[[ Dataset, beginning ]]

PR #98, opened 2024-05-09
Added defaultModel to config that allows setting a global default model and config

pavelgj:
```ts
configureGenkit({
  plugins: [vertexAI()],
  defaultModel: {
    name: geminiPro,
    config: {
      temperature: 0.6,
      stopSequences: ['sorry'],
    },
  },
});
```

can then call `generate` (including dotprompt) without having to specify a model.

### DIFF
--- a/js/ai/src/generate.ts
+++ b/js/ai/src/generate.ts
@@ -490,10 +490,10 @@ async function resolveModel(options: GenerateOptions): Promise<ModelAction> {
           : genkitConfig.options.defaultModel.name.name;
       if (
         (!options.config || Object.keys(options.config).length === 0) &&
-        genkitConfig?.options.defaultModel.config
+        genkitConfig.options.defaultModel.config
       ) {
         // use configured global config
-        options.config = genkitConfig?.options.defaultModel.config;
+        options.config = genkitConfig.options.defaultModel.config;
       }
     } else {
       throw new Error('Unable to resolve model.');
--- a/js/ai/src/generate.ts
+++ b/js/ai/src/generate.ts
@@ -483,7 +483,7 @@ const isValidCandidate = (
 async function resolveModel(options: GenerateOptions): Promise<ModelAction> {
   let model = options.model;
   if (!model) {
-    if (genkitConfig?.options.defaultModel) {
+    if (genkitConfig?.options?.defaultModel) {
       model =
         typeof genkitConfig.options.defaultModel.name === 'string'
           ? genkitConfig.options.defaultModel.name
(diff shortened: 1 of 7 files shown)


js/ai/src/generate.ts
```diff
@@ -479,9 +479,39 @@ const isValidCandidate = (
...
+}
+
+export function setGlobalDefaultModel<
+  CustomOptions extends z.ZodTypeAny = z.ZodTypeAny,
+>(model: ModelArgument<CustomOptions>, config?: z.infer<CustomOptions>) {
+  global[DEFAULT_MODEL_GLOBAL_KEY] = {
+    model,
+    config,
+  } as GlobalModelRef;
+}
```
mbleigh, line 496: I'm curious - why not make this part of `configureGenkit`? Is it because models aren't a concept in core?

I ask because it could be kinda cool if `genkit init` set default models (e.g. Gemini Pro for Vertex/Google AI)

pavelgj: Yeah. I can't strongly type it in the config (circular dep with AI package). We can still make genkit init set it this way.

pavelgj: Can take a string model ref in the config....

mbleigh: I think I'd probably prefer string model ref in config. Honestly I think we should consider merging `ai` and `core` packages in the future.

pavelgj: Sure. Do you want config as well?

mbleigh: Yes please, how about:

```ts
configureGenkit({
  defaults: {
    model: {ref: string | {name: string}, config: any}
  }
})
```

mbleigh: How about:

```ts
interface {
  defaultModel?: {
    name: string | {name: string};
    config: Record<string,any>;
  }
}
```

pavelgj: Sg

js/ai/src/generate.ts
```diff
@@ -479,34 +480,20 @@ const isValidCandidate = (
...
+          ? genkitConfig?.options.defaultModel.name
+          : genkitConfig?.options.defaultModel.name.name;
       if (
         (!options.config || Object.keys(options.config).length === 0) &&
-        globalModel.config
+        genkitConfig?.options.defaultModel.config
       ) {
         // use configured global config
-        options.config = globalModel.config;
+        options.config = genkitConfig?.options.defaultModel.config;
```
mbleigh, line 496: Just double-checking - this gets overridden if specified by the user, right?

mbleigh (approved):

js/ai/src/generate.ts
pavelgj: yes, the condition above that this is only applied if `options.config` is not provided (or is `{}`).

js/ai/src/generate.ts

[[ Dataset, end ]]

## [What you will do]
Could you state the number of lines above in which the word "resolveModel" appears? Give that number by itself.

## [Output below]
2